-- Task goal --
Go through the listing and copy each line with the string "formState".

-- Given entries --
PR #675, opened 2023-01-05
handle context properly for vanillajs

obmelvin:


src/utils/formContext.ts
```diff
@@ -2,55 +2,83 @@ import { changeStep, FieldOptions } from './formHelperFunctions';
...
+    const { contextProps, currentStep } = initInfo().formState[formUuid];
+    if (!contextProps) return;
+    changeStep(
+      stepKey,
+      currentStep.key,
+      contextProps.steps,
+      contextProps.history
+    );
   },
   step: {
```
obmelvin, line 59: step, userId, and stepName all face the same problem - they are directly returned and so get baked in as undefined. even if we adjusted how this is set a bit so that they weren't undefined, they would still be locked into the initial values

not really sure how to address this without turning them into fns or making the user call getContext() instead of directly accessing .context

package.json
```diff
@@ -101,6 +101,7 @@
     "sass": "^1.49.11",
     "scriptjs": "^2.5.9",
     "uuid": "^8.3.2",
+    "uuidv4": "^6.2.13",
```
obmelvin, line 104: remove this package

src/Form/index.tsx
```diff
@@ -114,6 +115,7 @@ export interface Props {
   onViewElements?: string[];
   initialValues?: FieldValues;
   initialStepId?: string;
+  uuid?: string;
```
obmelvin, line 118: need to edit Props so this isn't exposed to the user as a prop that could be passed in

src/Form/index.tsx
```diff
@@ -147,6 +153,7 @@ function Form({
   onViewElements = [],
   initialValues = {},
   initialStepId = '',
+  uuid,
```
obmelvin, line 156: pass this in at the bottom, don't need to set in the useEffect

src/Form/index.tsx
```diff
@@ -608,12 +608,22 @@ function Form({
...
     }
     newStep = JSON.parse(JSON.stringify(newStep));
-    if (
-      contextRef &&
-      Object.prototype.hasOwnProperty.call(contextRef, 'current')
-    )
-      // Need to update the context each time because it has the step closure'd in
-      contextRef.current = getFormContextHelper(newStep);
+
+    initState.formState[formUuid] = {
```
obmelvin, line 612: make a new internalState global for these

obmelvin: add comment in internalState and here about what these properties are for
explain need for context & having up to date values during runtime

src/Form/index.tsx
```diff
@@ -622,38 +632,34 @@ function Form({
...
-              completed: flag
-            }),
-          setOptions: updateFieldOptions(steps, newStep),
-          firstStepLoaded: first,
-          integrationData
-        };
-      },
-      newStep
-    );
+      return {
```
obmelvin, line 642: should be able to clean up the redundant props - verify that they are updated properly after step change due to context changes

src/index.tsx
```diff
@@ -27,7 +28,12 @@ function getAllValues() {
 function renderAt(elementId: any, props: FormProps) {
   const container = featheryDoc().getElementById(elementId);
 
-  ReactDOM.render(<Form {...props} />, container);
+  const uuid = props.uuid ?? uuidv4();
+  console.log('renderAt uuid', uuid);
+
+  ReactDOM.render(<Form {...props} uuid={uuid} />, container);
+
+  return { context: getFormContext(uuid) };
```
obmelvin, line 36: can just return gFC

src/utils/formContext.ts
```diff
@@ -2,55 +2,83 @@ import { changeStep, FieldOptions } from './formHelperFunctions';
...
     style: {
-      backgroundColor: newStep?.default_background_color
+      backgroundColor:
+        // This gets baked in.. and isn't present in the context as a result
+        initInfo().formState[formUuid]?.currentStep?.default_background_color
     }
   },
+  // This gets baked in..
   userId: initInfo().userId,
```
obmelvin, line 67: return userId when you call init
need to update docs & communicate change

src/utils/formContext.ts
```diff
@@ -2,55 +2,83 @@ import { changeStep, FieldOptions } from './formHelperFunctions';
...
-  stepName: newStep?.key ?? '',
+  // This gets baked in..
+  stepName: initInfo().formState[formUuid]?.currentStep?.key ?? '',
```
obmelvin, line 69: add getAttributes fn to context. keep step & stepName for now - mark to deprecation 

update docs for getAttributes

src/utils/formContext.ts
obmelvin: issue noted in comment

src/utils/internalState.ts
```diff
@@ -0,0 +1,18 @@
...
+    [formUuid: string]: { contextProps: null | ContextProps; currentStep: any };
+  };
+};
+
+const internalState: InternalState = {
+  formState: {}
+};
+
+// do we want this fn? mostly did it to be semi-consistent with the initState
+function getInternalState() {
```
obmelvin, line 14: do we want this fn? mostly did it to be semi-consistent with the initState

src/utils/internalState.ts
```diff
@@ -0,0 +1,17 @@
+import { ContextProps } from './formContext';
+
+type InternalState = {
+  formState: {
```
obmelvin, line 4: probably should drop the formState prop? Since init is already global, I guess things here are likely to be tied to a specific form so maybe makes since for the UUIDs to be the primary key for this obj

src/Form/index.tsx
```diff
@@ -124,6 +126,10 @@ export interface Props {
   children?: JSX.Element;
 }
 
+interface InternalProps {
+  uuid: string; // Used to uniquely identify forms, even when the same form is rendered multiple times
```
bo-dun-1, line 130: formId?

src/Form/index.tsx
```diff
@@ -1570,7 +1572,7 @@ export default function FormWithRouter({
         {/* eslint-disable-next-line @typescript-eslint/ban-ts-comment */}
         {/* @ts-ignore */}
         <Route path='/'>
-          <Form {...props} formName={formName} key={formName} />
+          <Form {...props} formName={formName} key={formName} uuid={uuidv4()} />
```
bo-dun-1, line 1575: what if FormWithRouter gets rerendered? wouldn't this generate a new uuid for the same form

src/Form/index.tsx
bo-dun-1, line 156: _internalId?

src/Form/index.tsx
```diff
@@ -608,12 +604,22 @@ function Form({
...
     newStep = JSON.parse(JSON.stringify(newStep));
-    if (
-      contextRef &&
-      Object.prototype.hasOwnProperty.call(contextRef, 'current')
-    )
-      // Need to update the context each time because it has the step closure'd in
-      contextRef.current = getFormContextHelper(newStep);
+
+    internalState.formState[uuid] = {
+      currentStep: newStep,
```
bo-dun-1, line 609: should this just be a flat object with currentStep as just one of the props

src/utils/internalState.ts
bo-dun-1: i don't think we need this function. initState function is used because it also contains validation logic that runs

src/utils/internalState.ts
bo-dun-1: yeah agreed

src/utils/formContext.ts
```diff
@@ -1,59 +1,101 @@
...
+    if (!contextProps) return;
+    changeStep(
+      stepKey,
+      currentStep.key,
+      contextProps.steps,
+      contextProps.history
+    );
   },
-  step: {
+  getAttributes: () => ({
```
bo-dun-1, line 67: stepProperties()?

src/utils/formContext.ts
```diff
@@ -1,59 +1,101 @@
...
+    stepName: getInternalState().formState[formUuid]?.currentStep?.key ?? '',
```
bo-dun-1, line 68: just name? if we name the function stepProperties

src/utils/formContext.ts
```diff
@@ -1,59 +1,101 @@
...
     style: {
-      backgroundColor: newStep?.default_background_color
+      backgroundColor:
```
bo-dun-1, line 70: should we just flatten this for now? to backgroundColor instead of style: {backgroundColor}. IMO this will be refactored down the line anyways since default_background_color is being deprecated in favor of the grid styles

src/utils/formContext.ts
obmelvin: re: moving this out to be returned by init - that would only handle existing sessions when redirecting from magic link/oauth the integration will call submitAuthInfo after init has ran

src/Form/index.tsx
```diff
@@ -1557,10 +1550,18 @@ function Form({
   );
 }
 
+// normal <Form /> component is exported with just `props: Props`, so need to
+// export this for use in renderAt. Not needed for FormWithRouter since this is
+// all in the same file
+export function InternalForm(props: Props & InternalProps) {
```
bo-dun-1, line 1556: the renderAt form needs router functionality no? for browser nav and stuff

obmelvin: true, adjusted InternalForm and FormWithRouter so that internal form uses the router without us exposing the InternalProps to external users

src/Form/index.tsx
```diff
@@ -1557,10 +1550,14 @@ function Form({
   );
 }
 
-export default function FormWithRouter({
+// normal <Form /> (aka FormWithRouter) component is exported with just `props:
+// Props`, so need this component to support exposing _internalId for use in
+// renderAt without exposing InternalProps to SDK users
+export function InternalForm({
```
bo-dun-1, line 1556: JSForm?

src/Form/index.tsx
```diff
@@ -1570,9 +1567,19 @@ export default function FormWithRouter({
...
+            key={formName}
+            _internalId={_internalId}
+          />
         </Route>
       </BrowserRouter>
     );
   else return null;
 }
+
+export default function FormWithRouter(props: Props): JSX.Element | null {
```
bo-dun-1, line 1582: ReactForm?

bo-dun-1 (approved):

PR #677, opened 2023-01-10
rework how initial step is set when authenticating

obmelvin:


src/Form/index.tsx
```diff
@@ -1484,35 +1529,40 @@ function Form({
     runUserCallback(onFormComplete).then(redirectForm);
   }, [anyFinished]);
 
+  const wholePageLoader = stepLoader && (
+    <div
+      style={{
+        // FFF works for us, but not necessarily for others. thoughts?
+        // activeStep isn't set in the case of waiting on auth handshake
+        backgroundColor: `#${activeStep?.default_background_color ?? 'FFF'}`,
```
obmelvin, line 1537: activeStep isn't set in the case of waiting on auth handshake

FFF works for us, but not necessarily for others. thoughts?

src/Form/index.tsx
```diff
@@ -691,7 +717,21 @@ function Form({
...
+                _integrations: session.integrations,
+                _steps: steps
+              })) ||
+            // ------------------------------------------
+            // ------------------------------------------
+            // should getNextAuthStep or initialStepId be first?
+            // ------------------------------------------
+            // ------------------------------------------
+            // ------------------------------------------
             initialStepId ||
```
obmelvin, line 735: should getNextAuthStep or initialStepId be first?

src/Form/index.tsx
```diff
@@ -577,27 +583,9 @@ function Form({
       integrations.stytch?.metadata ?? integrations.firebase?.metadata;
     const authSteps = metadata?.auth_gate_steps ?? [];
     if (authSteps.length > 0) {
```
bo-dun-1, line 585: this authSteps check can probably also be in getNextAuthStep, and just return '' if there is no next authStep

src/Form/index.tsx
```diff
@@ -1462,6 +1496,11 @@ function Form({
       }))
   };
 
+  // If we delayed setting stepKey after loading the session, we want to set the
```
obmelvin, line 1499: do this as a cb fn to the client

src/utils/client.ts
```diff
@@ -33,7 +34,7 @@ const CDN_URL_OPTIONS = {
   production: 'https://cdn.feathery.io/api/'
 };
 
-const environment = 'production';
+const environment = 'local';
```
bo-dun-1, line 37: revert this please

src/utils/client.ts
```diff
@@ -48,9 +49,11 @@ const TYPE_MESSAGES_TO_IGNORE = [
 export default class Client {
   formKey: any;
   ignoreNetworkErrors: any; // this should be a ref
-  constructor(formKey?: any, ignoreNetworkErrors?: any) {
+  authCb: any;
```
bo-dun-1, line 52: authCallback? may be a little more clear

src/utils/client.ts
```diff
@@ -347,11 +351,10 @@ export default class Client {
   submitAuthInfo({ authId, authPhone = '', authEmail = '' }: any) {
     const { userId } = initInfo();
     initState.authId = authId;
-    initState.redirectAfterLogin = true;
+    this.authCb();
```
bo-dun-1, line 354: we should probably check if authCb exists first

src/Form/index.tsx
```diff
@@ -212,12 +218,8 @@ function Form({
   const [render, setRender] = useState(false);
 
   const [loaders, setLoaders] = useState({});
-  const clearLoaders = (clearAuthLoader = false) => {
-    if (clearAuthLoader) setLoaders({});
-    else
-      setLoaders(({ auth }: any) => ({
-        auth
-      }));
+  const clearLoaders = () => {
```
bo-dun-1, line 221: nit:

const clearLoaders = () => setLoaders({});

src/Form/index.tsx
```diff
@@ -617,6 +584,9 @@ function Form({
       updateFieldOptions
     };
 
+    // Clear auth (and other) loaders and reset auth flag
+    redirectAfterLoginRef.current = false;
```
bo-dun-1, line 588: couldn't this be set in getNextAuthStep instead? so this logic is in the hook

bo-dun-1 (approved):

src/Form/index.tsx
obmelvin: sent on slack. posting here for posterity: 

yeah I wanted to move where the flag is reset to false, but earlier when I tried colocating with the other auth code it wasn’t working properly. It looks like with these other changes I can reset it in the auth hook

but I still need to return the ref rather than the value because otherwise the value is stale (stuck at true for the last render), which then prevents navigation to any other step because the code sees the flag as true so it sets the next step to the login start step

-- Solution for this problem --
+    const { contextProps, currentStep } = initInfo().formState[formUuid];
+    initState.formState[formUuid] = {
+        initInfo().formState[formUuid]?.currentStep?.default_background_color
+  stepName: initInfo().formState[formUuid]?.currentStep?.key ?? '',
+  formState: {}
+  formState: {
obmelvin, line 4: probably should drop the formState prop? Since init is already global, I guess things here are likely to be tied to a specific form so maybe makes since for the UUIDs to be the primary key for this obj
+    internalState.formState[uuid] = {
+    stepName: getInternalState().formState[formUuid]?.currentStep?.key ?? '',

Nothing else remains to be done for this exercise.